Он был также членом Городской корпораций и предложил несколько законов в защиту устриц и дичи; и в свом духовном завещании назначил обществу серебряную пуншевую чашу, сделанную из известной уже читателям миски, которая и по-ныне находится во владении корпорации.

Наконец, он умер в цветущей старости, в-следствие апоплексического удара, которым был поражен во время праздника данного корпорациею, и погребен с большими почестями на кладбище голландской церкви, что в Садовой-Улице, где и поныне можно еще видеть его памятник с скромною эпитафиею на голландском языке, которую сочинил приятель его, мингер Юстус Бенсон, старинный, но превосходный поэт Нью-Йоркской-Провинции.

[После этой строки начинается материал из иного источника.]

PR #46, opened 2022-07-07
Improve YAML integer/float parse logic

matthewrmshin:
Improve compatibility with YAML ~1.1~ 1.2 for number parsing logic:
* ~Handle base 2 integer.~
* ~Handle base 60 integer/float.~
* Handle float `Inf` and `NaN`.
* Recognise `~` as a `NULL` value.
* Improve base 16 integer matching logic. (`[a-f]` not `[a-z]`!)
* Base 8 integer expects `0o` (Zero Oh) prefix.
  * `0o123` is a base 8 integer. (`83` in base 10.)
  * `0123` is `123` in base 10.
* ~Unquoted digits-only value with a leading `0` (zero), but with the characters `8` and/or `9` will now be considered a string instead of a number.~
* Expect quotes around digit-only string values to avoid misinterpretation as integers.
* Handle and ignore `_` (underscore) characters in numbers.

See:
* https://yaml.org/spec/1.2.2/#103-core-schema
* ~https://yaml.org/type/int.html~
* ~https://yaml.org/type/float.html~


matthewrmshin:
@simondsmart @danovaro Any chance that this PR can be assigned for review? Cheers. 👍🏼

tlmquintino:
> @simondsmart @danovaro Any chance that this PR can be assigned for review? Cheers. 👍🏼

Thanks for providing this PR. Looks good and we are starting to review it.

matthewrmshin:
@tlmquintino Thanks!

src/eckit/parser/YAMLParser.cc
```diff
@@ -443,27 +479,30 @@ static Value toValue(const std::string& s) {
...
+                        str = str.substr(0, 1) + str.substr(3);
+                    }
+                    return Value(strtol(str.c_str(), 0, 2));
                 }
 
-                if (s.length() > 2 && s[1] == 'x' && hex.match(s)) {
-                    return Value(strtol(s.c_str(), 0, 0));
+                if (integer8.match(s)) {
+                    std::string str = ignoreChar(s, '_');
+                    return Value(strtol(str.c_str(), 0, 0));
```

Предъидущий рассказ построен на более прочном основании, чем большая часть рассказов подобного рода, и это потому только, что он перешел ко мне от Дольфа Гейлигера, не более как через вторые руки. Дольф же сообщил его только под конец своей жизни, и то под величайшим секретом, не многим избранным приятелям, у себя за столом после лишней чарки пунша; и несмотря на все неправдоподобие той части рассказа, где являются на сцену домовые, никто из гостей не показал знаков малейшого сомнения. Теперь, прежде-чем я заключу свой рассказ, я считаю нелишним заметить, что кроме прочих его достоинств, Дольф мастерски умел раскланиваться.